Despite last week’s decision by the Fair Work Commission to lift the national minimum wage by 5.2 per cent, millions of Australians will continue to live in poverty and on survival wages, Francis Sullivan writes. Source: Eureka Street.
The facts are that the commission’s decision takes the minimum wage from $772 a week to $812, an increase of $5.70 a day, not a fortune but better than nothing.
And while the decision is welcome and turns around a decade of real wage cuts under the Coalition government, we are still living in society that is divided economically, culturally and very much in terms of opportunities.
Make no mistake, workers on low incomes and our nation’s most underprivileged will continue to struggle to make ends meet, they will struggle to pay the rent, to put food on the table, to cover health costs and to ensure their kids get the same opportunities as the rest of their classmates.

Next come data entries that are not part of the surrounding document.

PR #783, opened 2026-07-21
fix(esp_schedule): correct date engine and timer overflow (IEC-563)

Junius00:
# Checklist

- [x] CI passing

# Change description

Fixes correctness bugs in the `esp_schedule` date/solar next-occurrence logic and a timer overflow, and adds a `test_app` with unit tests.

## Bug fixes

**Date engine rewrite.** Replaced the per-type ad-hoc next-time calculation with a single unified engine (`esp_schedule_get_next_date_time`) shared by date and solar triggers. It scans forward (up to 370 days) matching all constraints:
- Time of day (`hours`/`minutes`)
- Day-of-week mask (`day.repeat_days`)
- Day-of-month (`date.day`)
- Months-of-year mask (`date.repeat_months`)
- Specific year (`date.year` + `date.repeat_every_year`)

Day-of-week and day-of-month combine with **OR**; month and year act as additional filters. This adds flexibility (combined weekday/monthday/month/year patterns, one-shot specific-date triggers) that the previous per-type paths could not express.

**Timer overflow fix.** Old code computed the timer period as `(diff * 1000) / portTICK_PERIOD_MS` in 32-bit, which overflowed for large diffs (long-horizon schedules fired early). Period is now computed in 64-bit and clamped to `portMAX_DELAY - 1`; `esp_schedule_common_timer_cb` re-arms for the remaining time when a diff exceeds one timer period.

**One-shot handling.** Added `esp_schedule_trigger_fired_and_done` so a fired one-shot trigger is not recomputed to a future occurrence.

**Solar triggers** now honor the same day/month/year filters when computing the next valid sunrise/sunset, plus `solar.offset_minutes`.

## Other

- Header: added `extern "C"` guards, exposed internal functions for unit testing, updated copyright to 2025-2026.
- README: documented date-based and solar trigger patterns with examples.
- `test_app` with 23 unit tests covering the date/solar engine, DST (spring-forward / fall-back compliance), validity windows, and one-shot fired-and-done detection. Registered in `.build-test-rules.yml` and `test_app/CMakeLists.txt`; `pytest_esp_schedule.py` runs them.

### DIFF
--- a/esp_schedule/src/esp_schedule.c
+++ b/esp_schedule/src/esp_schedule.c
@@ -1,9 +1,12 @@
 /*
- * SPDX-FileCopyrightText: 2025 Espressif Systems (Shanghai) CO LTD
+ * SPDX-FileCopyrightText: 2025-2026 Espressif Systems (Shanghai) CO LTD
  *
  * SPDX-License-Identifier: Apache-2.0
  */
 #include <string.h>
+#include <stdlib.h>
+#include <stdbool.h>
+#include <time.h>
 #include <inttypes.h>
 #include "esp_log.h"
 #include "esp_sntp.h"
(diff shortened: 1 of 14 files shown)


esp_schedule/test_app/main/test_app_main.c
```diff
@@ -0,0 +1,37 @@
...
+ * SPDX-FileCopyrightText: 2026 Espressif Systems (Shanghai) CO LTD
+ *
+ * SPDX-License-Identifier: Apache-2.0
+ */
+
+#include "unity.h"
+#include "esp_err.h"
+#include "nvs_flash.h"
+#include "esp_schedule_internal.h"
+
```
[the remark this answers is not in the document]
Junius00: Fixed. Added `#include <stdio.h>` to `test_app_main.c`.

esp_schedule/src/esp_schedule.c
```diff
@@ -13,539 +16,426 @@
...
+    ESP_LOGI(TAG, "Schedule %s will be active on: %s. DST: %s", schedule->name, time_str, schedule_time.tm_isdst ? "Yes" : "No");
 
-    /* Calculate difference */
-    time_diff = difftime((mktime(&schedule_time)), mktime(&current_time));
-
-    /* For one time schedules to check for expiry after a reboot. If NVS is enabled, this should be stored in NVS. */
-    trigger->next_scheduled_time_utc = mktime(&schedule_time);
-
-    return time_diff;
+    return (uint32_t)difftime(schedule->trigger.next_scheduled_time_utc, now);
```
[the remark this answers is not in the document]
Junius00: Fixed defensively. The diff is now clamped to `[0, UINT32_MAX]` before the `uint32_t` cast, since casting an out-of-range `double` is undefined behavior.

In practice the diff cannot exceed `UINT32_MAX` (date/solar targets are bounded to ~370 days by the engine; RELATIVE targets are bounded by the `uint32_t` relative-seconds field), so this is hardening rather than a reachable overflow, but the clamp makes the intent explicit and safe.

esp_schedule/src/esp_schedule.c
```diff
@@ -13,539 +16,426 @@
...
+    default:
+        return true;
+    }
+}
+
+/*
+ * Ensure trigger->next_scheduled_time_utc is set to the next occurrence.
+ * If it's already set in the future, it is reused and not recomputed.
+ * Returns true if a valid future time is present after this call, false otherwise.
+ */
```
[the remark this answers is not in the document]
Junius00: Good catch — the header comment was stale. Rewrote it to match the implementation: repeating date/day-of-week/solar triggers are always recomputed on every arm (so a timezone change is picked up), RELATIVE keeps its computed absolute target, and already-fired one-shots are left untouched.

esp_schedule/src/esp_schedule.c
```diff
@@ -13,539 +16,426 @@
...
-        const char *schedule_name)
+/**
+ * @brief Calculate solar time for a given time in UTC
+ * @param is_sunrise: true if sunrise, false if sunset
+ * @param time_utc: time in UTC
+ * @param latitude: latitude
+ * @param longitude: longitude
+ * @param offset_minutes: offset in minutes
+ * @return solar time in UTC, 0 if calculation failed
+ */
```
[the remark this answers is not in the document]
Junius00: Using `localtime_r` here is intentional, not a bug: scheduling is wall-clock based, so the solar event is computed for the *local* calendar date. Clarified the doc comment to say the calendar date is derived in local time by design, and that the returned solar time is UTC.

shahpiyushv (approved):
LGTM! Verified the date engine against a host harness in UTC and America/New_York — DST correct in both directions (including the near-midnight day-walk), day-31/Feb-29 handled, one-shot semantics preserved, far-future validity windows found, and the timer clamp + re-arm covers long delays properly. Also good to see the NULL `schedule_count` contract and the months-mask one-shot behavior covered by tests, and no changes to the API or NVS format.

One non-blocking note: a DATE trigger with a `year` but no months mask (`dd` + `yy`, no `mm`) now fires on that day of every remaining month of the bounded year, where 1.3.3 treated it as one-shot. No sane client sends that combination (one-shot needs only `dd`, and a specific date includes `mm`), and the new reading is the more literal one — but since it's technically a behavior change, a sentence in the README or changelog documenting the intended semantics would be cheap insurance.

Junius00:
I will draft a specification document to make sure the new trigger rules are clear and semantically consistent with what we expect, and then re-open for review once complete

Junius00:
Bumped to `1.4.0`, because this adds/modifies existing functionality with the same API format

esp_schedule/src/esp_schedule.c
```diff
@@ -13,539 +16,455 @@
...
+    }
+    switch (trigger->type) {
+    case ESP_SCHEDULE_TYPE_RELATIVE:
+        return true; /* relative schedules fire exactly once */
+    case ESP_SCHEDULE_TYPE_DAYS_OF_WEEK:
+        return trigger->day.repeat_days == ESP_SCHEDULE_DAY_ONCE;
+#if CONFIG_ESP_SCHEDULE_ENABLE_DAYLIGHT
+    /* Solar schedules share DATE's one-shot semantics; only the time-of-day is
+     * replaced by the computed sunrise/sunset instant. */
+    case ESP_SCHEDULE_TYPE_SUNRISE:
```
vikramdattu, line 496: Add /* fall-through */ comments when block does not have anything to avoid compiler crying.

esp_schedule/src/esp_schedule.c
```diff
@@ -13,539 +16,455 @@
...
+ * once its next_scheduled_time_utc is set (>0) and has passed (<=now).
+ *
+ * Repeating triggers (weekly day-of-week, yearly dates, repeating solar) return
+ * false so they are recomputed and re-armed. Without this guard the date engine
+ * treats an empty day/month mask as "any", so a DAY_ONCE schedule would re-fire
+ * every day and a one-time DATE schedule every month.
+ */
+bool esp_schedule_trigger_fired_and_done(const esp_schedule_trigger_t *trigger, time_t now)
+{
+    if (!(trigger->next_scheduled_time_utc > 0 && trigger->next_scheduled_time_utc <= now)) {
```
vikramdattu: This guard doesn't survive a reboot, and the failure mode is re-firing.

`esp_schedule_nvs_add()` is only called from `esp_schedule_set()` (create/edit), so the *persisted* `next_scheduled_time_utc` stays `0` forever for non-relative schedules — it's never re-written when the schedule arms or fires. After a reboot, a `DAY_ONCE` (or one-shot DATE) schedule that **already fired** comes back from NVS with `next == 0`, this check reads it as "not computed yet", the engine recomputes a fresh future occurrence, and `esp_schedule_init()` happily re-arms it. A bare one-shot DATE (`day` set, no months, no year) is the worst case: the engine matches that day-of-month in *any* month, so every reboot resurrects it for the following month.

v1 had the opposite bug (`next == 0` counted as expired, so a one-shot that had *never* fired got deleted at boot) — this rewrite fixes that direction but opens this one. For a scheduler, firing again is arguably worse than disappearing.

Suggested fix: persist the armed state — e.g. call `esp_schedule_nvs_add(schedule)` from `esp_schedule_start_timer()` after the diff is computed (it re-writes the whole blob, so it's a one-liner). Then a reboot sees the real armed target: past + one-shot ⇒ `fired_and_done` ⇒ deleted at init, exactly as this function intends. Cost is one NVS write per (re)arm, which is negligible at schedule frequencies. A test that simulates the reboot path (recompute from a persisted-as-fired trigger) would lock the behavior in.

esp_schedule/src/esp_schedule.c
```diff
@@ -13,539 +16,455 @@
...
+            return false;
+        }
+        /* A months mask keeps the schedule firing through the remaining masked
+         * months (matching v1 is_expired behavior: e.g. "16th of Jun+Jul+Aug"
+         * fires each of those months before expiring), so it is a true one-shot
+         * only when no months are set. A specific year is bounded by the engine. */
+        if (trigger->date.repeat_months != 0) {
+            return false;
+        }
+        return trigger->date.year == 0;
```
vikramdattu: Semantics question: with `year` set but `repeat_months == 0`, this returns `false` (not done) — so "day=27, year=2026, no month mask" keeps matching the 27th of **every remaining month of 2026** after it first fires. The year does bound the schedule, but at year *end*, not at one occurrence — users writing "fire once on this specific date" will likely expect one shot.

If the intent of `year != 0` without a months mask is "specific date, once", this should probably be `return trigger->date.repeat_months == 0;` (one-shot whenever there's no recurring pattern, year or not). If the monthly-until-year-end behavior is intentional, it deserves an explicit example in `docs/trigger_rules.md` — it's surprising enough to generate bug reports.

esp_schedule/src/esp_schedule.c
```diff
@@ -13,539 +16,455 @@
...
-    /* Adjust schedule day */
-    if (trigger->type == ESP_SCHEDULE_TYPE_DAYS_OF_WEEK) {
-        int no_of_days = 0;
-        no_of_days = esp_schedule_get_no_of_days(trigger, &current_time, &schedule_time);
-        schedule_time.tm_sec += no_of_days * SECONDS_IN_DAY;
-    }
+    /* Unified DATE and DAYS_OF_WEEK using date finder */
+    time_t next_time = 0;
+    bool ok = false;
+    uint16_t minutes_since_midnight = (uint16_t)(trigger->hours * 60 + trigger->minutes);
```
vikramdattu, line 597: No range validation on `hours`/`minutes` before this: with `hours = 25`, `mktime()` silently normalizes the candidate into the *following* day, so the returned instant can land on a day that violates the mask the engine just matched. A cheap guard here (or in `esp_schedule_create/edit`) closes it:

```c
if (trigger->hours > 23 || trigger->minutes > 59) {
    return false;
}
```

Pre-existing in v1 too, but the unified engine makes it a one-line fix now.

esp_schedule/src/esp_schedule.c
```diff
@@ -13,539 +16,455 @@
...
-        /* First scheduled day of the next week */
-        next_day = ffs(repeat_days) - 1;
-        if (next_day == today) {
-            /* Same day, next week */
-            return 7;
+    candidate_tm.tm_isdst = -1;
+    time_t candidate_time = mktime(&candidate_tm);
+    localtime_r(&candidate_time, &candidate_tm);
+
+    for (int month_attempts = 0; month_attempts < 25; month_attempts++) {
```
vikramdattu: Nit: the `25` reads arbitrary — it's actually a sound bound (each outer iteration lands on one *masked* month, and 25 candidate months covers the worst "Feb 29 in a leap year" gap of 8 years… via the month-skip do-while below). Worth a one-line comment stating that rationale so the next reader doesn't have to re-derive it.

esp_schedule/src/esp_schedule.c
```diff
@@ -631,8 +554,9 @@ static void esp_schedule_delete_timer(esp_schedule_t *schedule)
 static void esp_schedule_create_timer(esp_schedule_t *schedule)
 {
     if (esp_schedule_nvs_is_enabled()) {
-        /* This is just used for calculating next_scheduled_time_utc for ESP_SCHEDULE_DAY_ONCE (in case of ESP_SCHEDULE_TYPE_DAYS_OF_WEEK) or for ESP_SCHEDULE_MONTH_ONCE (in case of ESP_SCHEDULE_TYPE_DATE), and only used when NVS is enabled. And if NVS is enabled, time will already be synced and the time will be correctly calculated. */
-        schedule->next_scheduled_time_diff = esp_schedule_get_next_schedule_time_diff(schedule->name, &schedule->trigger);
+        /* This is used for calculating next_scheduled_time_utc, and only used when NVS is enabled.
+         * If NVS is enabled, time will already be synced and the time will be correctly calculated. */
+        schedule->next_scheduled_time_diff = esp_schedule_get_next_schedule_time_diff(schedule);
```
vikramdattu, line 772: Nit: this pre-computation looks vestigial — every caller of `esp_schedule_create_timer()` follows up with `esp_schedule_start_timer()`, which recomputes `next_scheduled_time_diff` from scratch (and `esp_schedule_init()` additionally computed it once *before* calling this). Three computations per schedule at boot; dropping this one loses nothing.

vikramdattu (commented):
Nice work overall — the unified date engine is a big step up from the per-type paths, and I went looking for problems in exactly the places rewrites like this usually break and found them handled correctly: the Monday=bit0 ↔ `(tm_wday+6)%7` mapping is consistent, day advancement via `tm_mday++` + `mktime` re-normalization (instead of +86400) is the right DST-safe idiom, the solar path's "23:59 anchor day, then `day_end + 1`" trick is correct, `force_include_first` properly avoids both the month-cap exhaustion and the DST-boundary skip for future validity windows, and the 64-bit tick math with the `portMAX_DELAY - 1` clamp plus the early-fire re-arm guard closes the overflow for real. The test app is a very welcome addition.

Inline comments, by weight:

1. **One-shot schedules resurrect after reboot** (`esp_schedule_trigger_fired_and_done`) — the fired state is never persisted (`esp_schedule_nvs_add` only runs at create/edit), so a fired `DAY_ONCE`/one-shot DATE re-arms from NVS on the next boot. v1 failed in the opposite direction (deleted never-fired one-shots at boot); this direction re-fires, which I'd consider worse. Concrete one-line fix suggested inline. This is the only item I'd consider gating.
2. **Semantics**: DATE with `year` set but no months mask fires monthly through year-end after the first occurrence — intentional? Either tighten `fired_and_done` or document it.
3. Smaller: missing `hours`/`minutes` range validation (mktime normalization can defeat the day mask), a rationale comment for the 25-month cap, and a vestigial recompute in `esp_schedule_create_timer`.

esp_schedule/src/esp_schedule.c
Junius00: Added `/* fall-through */` on the `SUNRISE` / `SUNSET` labels.

For the record, no compiler was actually complaining here: `-Wimplicit-fallthrough` only fires when there are *statements* between case labels, and these are consecutive empty labels (only an `#endif` sits between `SUNSET` and `DATE`). Added anyway since it makes the intent explicit to a reader.

esp_schedule/src/esp_schedule.c
Junius00: Valid, fixed. `hours` / `minutes` are `uint8_t` and `esp_schedule_create()` validated only the name and type, so `hours = 25` reached the engine and `mktime()` normalized the candidate into the following day — off the day/month mask that had just been matched.

Guarded in two places:

1. `esp_schedule_get_next_date_time()` rejects `minutes_since_midnight >= MINUTES_IN_DAY`, so the engine can never return an instant outside the day it matched, whatever the caller passes.
2. `esp_schedule_config_time_of_day_is_valid()` rejects `hours > 23` / `minutes > 59` in both `esp_schedule_create()` (returns `NULL`) and `esp_schedule_edit()` (returns `ESP_ERR_INVALID_ARG`), so a bad config fails loudly at the API boundary rather than silently firing on the wrong day.

The API check skips `RELATIVE`, which does not use those fields.

esp_schedule/src/esp_schedule.c
Junius00: Good nit — the reasoning was worth writing down, and doing so showed 25 was larger than needed. Replaced the literal with a derived constant:

```c
/* Longest gap between two leap years, in years. Normally 4, but a century that
 * is not a leap year stretches it to 8: 2096 and 2104 are leap, 2100 is not. */
#define MAX_LEAP_YEAR_GAP 8
#define MAX_MASKED_MONTH_ATTEMPTS (1 + (MAX_LEAP_YEAR_GAP - 1) + 1)
```

The bound needed is `1 + N + 1`: one attempt for the starting month (which may be partially elapsed), `N` for the longest run of consecutive *masked* months in which `day_of_month` does not exist, and one for the month that matches. Only `day_of_month` can be missing from a month — a `days_of_week_mask` always matches, since every month contains all seven weekdays.

`N` is maximized by the narrowest mask over the rarest day:

| pattern | N |
|---|---|
| `day <= 28`, or any dow mask | 0 |
| `day 31`, no months mask | 1 (Feb, Apr, Jun, Sep, Nov all lack a 31st, but none are adjacent) |
| `day 29`, mask = Feb only | **7** — the non-leap Februaries 2097..2103 inside the 2096 → 2104 gap |

So 9, verified by tracing the worst case: starting late on 29 Feb 2096 with the target time already past, attempt 0 skips today, attempts 1..7 walk Feb 2097..2103, attempt 8 matches 29 Feb 2104.

Unsatisfiable patterns (`day 30` masked to February, `day 31` masked to only 30-day months) have no finite `N` — they exhaust the horizon and fail whatever its value, so the lower bound just halves their wasted work.

Full derivation is in the comment above the macro, including the note that adding an "nth weekday of month" rule would need a new term in the sum rather than a larger `MAX_LEAP_YEAR_GAP`. The docs' "search horizon" wording is updated to match.

esp_schedule/src/esp_schedule.c
Junius00: Partly — it is redundant for the `init` path, as you say, but dropping it outright would change behaviour for `RELATIVE`.

`RELATIVE` is computed once and then reused (`if (trigger->next_scheduled_time_utc == 0)` in `esp_schedule_set_next_scheduled_time_utc`), so computing it here is what anchors the absolute target at **create** time. Remove it and the anchor moves to **enable** time. It also means `esp_schedule_get()` — which returns `next_scheduled_time_utc` for `RELATIVE` — would report `0` for a created-but-not-yet-enabled schedule.

Narrowed it to that one case instead of deleting it:

```c
if (schedule->trigger.type == ESP_SCHEDULE_TYPE_RELATIVE && esp_schedule_nvs_is_enabled()) {
    schedule->next_scheduled_time_diff = esp_schedule_get_next_schedule_time_diff(schedule);
}
```

That removes the duplicate computation for every other type (your point stands there — `esp_schedule_start_timer()` recomputes from scratch) while keeping the `RELATIVE` semantics unchanged.

esp_schedule/src/esp_schedule.c
Junius00: Confirmed and fixed — thanks, this was the real bug in the set. The chain was exactly as you describe: `esp_schedule_nvs_add()` runs inside `esp_schedule_set()`, which is called *before* `esp_schedule_create_timer()` computes the target, so the persisted `next_scheduled_time_utc` was always `0`. A stored `0` is indistinguishable from "never armed", so after a reboot a fired one-shot was recomputed and re-armed. Bare one-shot `DATE` was the worst case, as you note.

I fixed it slightly differently from your suggestion. Persisting from `esp_schedule_start_timer()` has two problems:

- **It writes on every re-arm.** `start_timer()` runs again after every fire, so a daily or weekly schedule would take one flash write per fire, forever — to store a value that repeating triggers never read back (`fired_and_done` ignores the stored value for them).
- **It runs on the FreeRTOS timer daemon task.** `esp_schedule_common_timer_cb()` → `start_timer()`, and `CONFIG_FREERTOS_TIMER_TASK_STACK_DEPTH` defaults to 2048 bytes; a flash write there also blocks every other software timer in the system.

So the write goes in `esp_schedule_enable()` instead — the API call that arms the schedule, on the caller's own thread, the same context as the existing `nvs_add()` in `esp_schedule_set()`:

```c
esp_schedule_start_timer(schedule);
if (schedule->trigger.next_scheduled_time_utc > 0 && esp_schedule_trigger_is_one_shot(&schedule->trigger)) {
    esp_schedule_nvs_add(schedule);
}
```

`esp_schedule_trigger_is_one_shot()` is the configuration-only half of `fired_and_done`, split out so it can be asked "does this fire once?" without "has it fired?". `fired_and_done` is now `(fired) && is_one_shot`, behaviour and signature unchanged.

Reboot path for a `DAY_ONCE` schedule:

1. `enable()` → target computed → stored as `Fri 19:00`.
2. Fires Friday. `start_timer()` re-arms, finds nothing, writes nothing.
3. Reboot. `esp_schedule_init()` reads the past target, `fired_and_done` is true, `has_future` is false → `esp_schedule_delete()` → `esp_schedule_nvs_remove()`.

Not re-armed. One NVS write per one-shot schedule, zero for repeating ones.

I deliberately did **not** add an erase at fire time. It would have to run on the timer daemon task, and `esp_schedule_init()` already removes expired entries from NVS, so a fired one-shot's dead entry just lingers until the next boot — same as before this PR, and nothing consults it in the meantime.

On tests: not added for this path. The existing suite is pure engine logic, whereas this needs NVS plus a faked clock across a simulated reboot, which is closer to an integration test. Happy to add one if you would like it in this PR rather than as a follow-up.

Two adjacent things I found while doing this, both pre-existing — say the word and I will fix either here or separately:

- `esp_schedule_edit()` only clears `next_scheduled_time_utc` for `RELATIVE`, so editing an already-fired one-shot to a new future date leaves the stale past target in place and `fired_and_done` refuses to arm it. An edit is a redefinition, so it should arguably clear the target for all types.
- `esp_schedule_nvs_get()` allocates the *stored* blob size and casts it to `esp_schedule_t *` with no `buf_size != sizeof(esp_schedule_t)` check. Any future change to the struct layout misparses old blobs, and a layout *growth* under-allocates, so `init`'s writes to `timer` / the callbacks would corrupt the heap.

esp_schedule/src/esp_schedule.c
Junius00: Your reading of the code is right — `day = 27, year = 2026, no months mask` does keep firing on the 27th of every remaining month of 2026, bounded at year end rather than at one occurrence.

That is intentional rather than an oversight: it preserves the v1.3.3 `is_expired` semantics, which anchored expiry to `date.year`. It is already documented and covered by a test, so I have left the behaviour alone:

- `docs/trigger_rules.md` §3 — "`year != 0` (day-only) → not marked done here; the engine bounds it and it expires after that year."
- §4 scenario table — `dow 0`, `day 5`, `months 0`, `year 2026` → "Fires on the 5th of each month **in 2026 only**, then dead." Unit test: `date year bounding`.
- The same section spells out the neighbouring case: with `year = 0` a months mask repeats every year, and setting `date.year` is what makes a seasonal pattern expire.

So the "explicit example in the docs" you asked for is there. If you would rather `year != 0` without a months mask mean "specific date, once" — i.e. `return trigger->date.repeat_months == 0;` — that is a one-line change, but it breaks parity with 1.3.3 for anyone relying on the year-bounded monthly behaviour, so I would rather make it deliberately than as part of this fix. Your call.

Junius00:
@shahpiyushv @vikramdattu should be ready for review now; trigger document is updated as discussed

vikramdattu:
LGTM.
@mahavirj can you please run automated review pass?

Junius00:
Fixed both suppressed comments

vikramdattu:
@mahavirj can you please merge this?

vikramdattu (approved):
LGTM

This is drawn into stark relief by the simple fact that the minimum wage continues to be around 20 per cent lower than the poverty line, which The Melbourne Institute of Applied Economic and Social Research has set at $1091 for a family of four with one working adult. In what world do we think it is appropriate for the minimum wage to be below the poverty line for the average family?
Around 3 million working people and their families live in poverty, with roughly a third of people in poverty relying on wages as their main source of income.
One hundred and ten years ago Australia and New Zealand were the first two countries to establish minimum wages. But this has not guaranteed workers a quality standard of living.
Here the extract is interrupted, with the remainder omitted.